[Data excerpts]
:::

Issue #61214, opened 2022-09-23
Trail guides and maps change their name if you travel to a different city


sethsimon:
### Describe the bug

The name (ie what you see in your inventory) of trail guides and other maps is dynamically generated based on your position and the nearest city. Thus, if you drive (or long-range teleport) to another city, your `Corinna trail guide` would now be called a `Lemington trail guide`.

### Steps to reproduce

1. Go to the middle of some city (say, Corinna).
2. Find/debug yourself a trail guide.
3. Enter your inventory with `i` to see that you have a `Corinna trail guide`.
4. Travel to the middle of another city (say, Lemington).
5. Enter your inventory with `i` to see that you have a `Lemington trail guide`.

### Expected behavior

Dynamically generating the map name is fine, but the city/area that's revealed should be stored in the item instead of being based on the player's position. This would also allow behavior such as spawning maps of various nearby cities at bus stations and airports.

### Versions and configuration

Linux, last commit is 25fd53ce63259b4c232782b1bcd15e86e7d7585c

PatrikLundell:
I haven't seen this exact issue personally, as I always look at them immediately. However, I've seen what is most likely the same thing with notes hidden away in wallets, where the note claims to show info about secret facilities, and that gets somewhat silly when I finally get to examine the wallet contents and find notes about facilities under cities that don't have anything underground.

Terrorforge:
They also reveal the map around wherever you happen to be, rather than where you initially picked them up.

This gets particularly silly with the Visitor's Pass for the TCL. I have them on autopickup so I don't have to manually dig through wallets, and this results in me always having a big stack of maps I can use to reveal all the nearby roads and TCLs whenever I want.

ZhilkinSerg:
> They also reveal the map around wherever you happen to be, rather than where you initially picked them up.
> 
> This gets particularly silly with the Visitor's Pass for the TCL. I have them on autopickup so I don't have to manually dig through wallets, and this results in me always having a big stack of maps I can use to reveal all the nearby roads and TCLs whenever I want.

No, it does not work that way. Maps store center of reveal location when generated and map details are revealed in a radius from that center point - https://github.com/CleverRaven/Cataclysm-DDA/pull/27012

ZhilkinSerg:
> debug yourself a trail guide.

Do not do that - debug-spawned items are not originating from a specific city, so they do not have center point added to them.

ZhilkinSerg:
[...]

PR #61439, opened 2022-10-03
Maps no longer change name from travel #61214 [CR]

Harrison-Salzverg:
#### Summary
Bugfixes "Maps no longer change name from travel"

#### Purpose of change
Issue https://github.com/CleverRaven/Cataclysm-DDA/issues/61214 describes a bug in which found maps and trail guides will reveal map elements for the closest city to the player at the time of opening, rather then the location the map was found in. This pull request is an attempt to fix the bug by implementing the fix suggested by ZhilkinSerg https://github.com/CleverRaven/Cataclysm-DDA/issues/61214#issuecomment-1257054422. Bug was recreated in a virtual machine running Ubuntu 20.04 following Steps to Reproduce and instructions from https://github.com/CleverRaven/Cataclysm-DDA/issues/61214#issuecomment-1256946108

#### Describe the solution
The is_map function now returns true if either the item is in the Maps category, OR if the item has a "reveal_map" use action id, rather then purely the former.

Considered using the action name rather then id, but there are possibly cases that can circumvent these checks without being maps.

#### Testing
Game compiled and testing with new build did not seem to recreate the bug. This is admittedly more complex then the bug testing I usually do, so further testing is welcome.

#### Additional context
My first commit, please be gentle : )


.github/workflows/build.yml
```diff
@@ -0,0 +1,47 @@
+name: Build
```
anothersimulacrum, line 1: This looks to be added accidentally.

Harrison-Salzverg: My apologies.  I'm still new to GitHub, and in trying to add support for my static analyzer of choice to my local fork, I pushed it as well.  It can be disregarded.

anothersimulacrum: You need to remove it, or your PR cannot be merged.

Harrison-Salzverg: It has been removed.

src/item.cpp
```diff
@@ -9862,7 +9862,11 @@ std::string item::get_book_skill() const
 
 bool item::is_map() const
 {
-    return get_category_shallow().get_id() == item_category_maps;
+    if((get_category_shallow().get_id() == item_category_maps) || (get_action() == "reveal_map")) {
```
ZhilkinSerg, line 9865:
```suggestion
    if( ( get_category_shallow().get_id() == item_category_maps ) || ( get_action() == "reveal_map" ) ) {
```

Maleclypse:
Hi wanted to check in on why this was closed. It looks like it was waiting on an available merger.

:::

Work item
Could you reproduce all of the entries above exactly?

Exercise output
Issue #61214, opened 2022-09-23
Trail guides and maps change their name if you travel to a different city


sethsimon:
### Describe the bug

The name (ie what you see in your inventory) of trail guides and other maps is dynamically generated based on your position and the nearest city. Thus, if you drive (or long-range teleport) to another city, your `Corinna trail guide` would now be called a `Lemington trail guide`.

### Steps to reproduce

1. Go to the middle of some city (say, Corinna).
2. Find/debug yourself a trail guide.
3. Enter your inventory with `i` to see that you have a `Corinna trail guide`.
4. Travel to the middle of another city (say, Lemington).
5. Enter your inventory with `i` to see that you have a `Lemington trail guide`.

### Expected behavior

Dynamically generating the map name is fine, but the city/area that's revealed should be stored in the item instead of being based on the player's position. This would also allow behavior such as spawning maps of various nearby cities at bus stations and airports.

### Versions and configuration

Linux, last commit is 25fd53ce63259b4c232782b1bcd15e86e7d7585c

PatrikLundell:
I haven't seen this exact issue personally, as I always look at them immediately. However, I've seen what is most likely the same thing with notes hidden away in wallets, where the note claims to show info about secret facilities, and that gets somewhat silly when I finally get to examine the wallet contents and find notes about facilities under cities that don't have anything underground.

Terrorforge:
They also reveal the map around wherever you happen to be, rather than where you initially picked them up.

This gets particularly silly with the Visitor's Pass for the TCL. I have them on autopickup so I don't have to manually dig through wallets, and this results in me always having a big stack of maps I can use to reveal all the nearby roads and TCLs whenever I want.

ZhilkinSerg:
> They also reveal the map around wherever you happen to be, rather than where you initially picked them up.
> 
> This gets particularly silly with the Visitor's Pass for the TCL. I have them on autopickup so I don't have to manually dig through wallets, and this results in me always having a big stack of maps I can use to reveal all the nearby roads and TCLs whenever I want.

No, it does not work that way. Maps store center of reveal location when generated and map details are revealed in a radius from that center point - https://github.com/CleverRaven/Cataclysm-DDA/pull/27012

ZhilkinSerg:
> debug yourself a trail guide.

Do not do that - debug-spawned items are not originating from a specific city, so they do not have center point added to them.

ZhilkinSerg:
[...]

PR #61439, opened 2022-10-03
Maps no longer change name from travel #61214 [CR]

Harrison-Salzverg:
#### Summary
Bugfixes "Maps no longer change name from travel"

#### Purpose of change
Issue https://github.com/CleverRaven/Cataclysm-DDA/issues/61214 describes a bug in which found maps and trail guides will reveal map elements for the closest city to the player at the time of opening, rather then the location the map was found in. This pull request is an attempt to fix the bug by implementing the fix suggested by ZhilkinSerg https://github.com/CleverRaven/Cataclysm-DDA/issues/61214#issuecomment-1257054422. Bug was recreated in a virtual machine running Ubuntu 20.04 following Steps to Reproduce and instructions from https://github.com/CleverRaven/Cataclysm-DDA/issues/61214#issuecomment-1256946108

#### Describe the solution
The is_map function now returns true if either the item is in the Maps category, OR if the item has a "reveal_map" use action id, rather then purely the former.

Considered using the action name rather then id, but there are possibly cases that can circumvent these checks without being maps.

#### Testing
Game compiled and testing with new build did not seem to recreate the bug. This is admittedly more complex then the bug testing I usually do, so further testing is welcome.

#### Additional context
My first commit, please be gentle : )


.github/workflows/build.yml
```diff
@@ -0,0 +1,47 @@
+name: Build
```
anothersimulacrum, line 1: This looks to be added accidentally.

Harrison-Salzverg: My apologies.  I'm still new to GitHub, and in trying to add support for my static analyzer of choice to my local fork, I pushed it as well.  It can be disregarded.

anothersimulacrum: You need to remove it, or your PR cannot be merged.

Harrison-Salzverg: It has been removed.

src/item.cpp
```diff
@@ -9862,7 +9862,11 @@ std::string item::get_book_skill() const
 
 bool item::is_map() const
 {
-    return get_category_shallow().get_id() == item_category_maps;
+    if((get_category_shallow().get_id() == item_category_maps) || (get_action() == "reveal_map")) {
```
ZhilkinSerg, line 9865:
```suggestion
    if( ( get_category_shallow().get_id() == item_category_maps ) || ( get_action() == "reveal_map" ) ) {
```

Maleclypse:
Hi wanted to check in on why this was closed. It looks like it was waiting on an available merger.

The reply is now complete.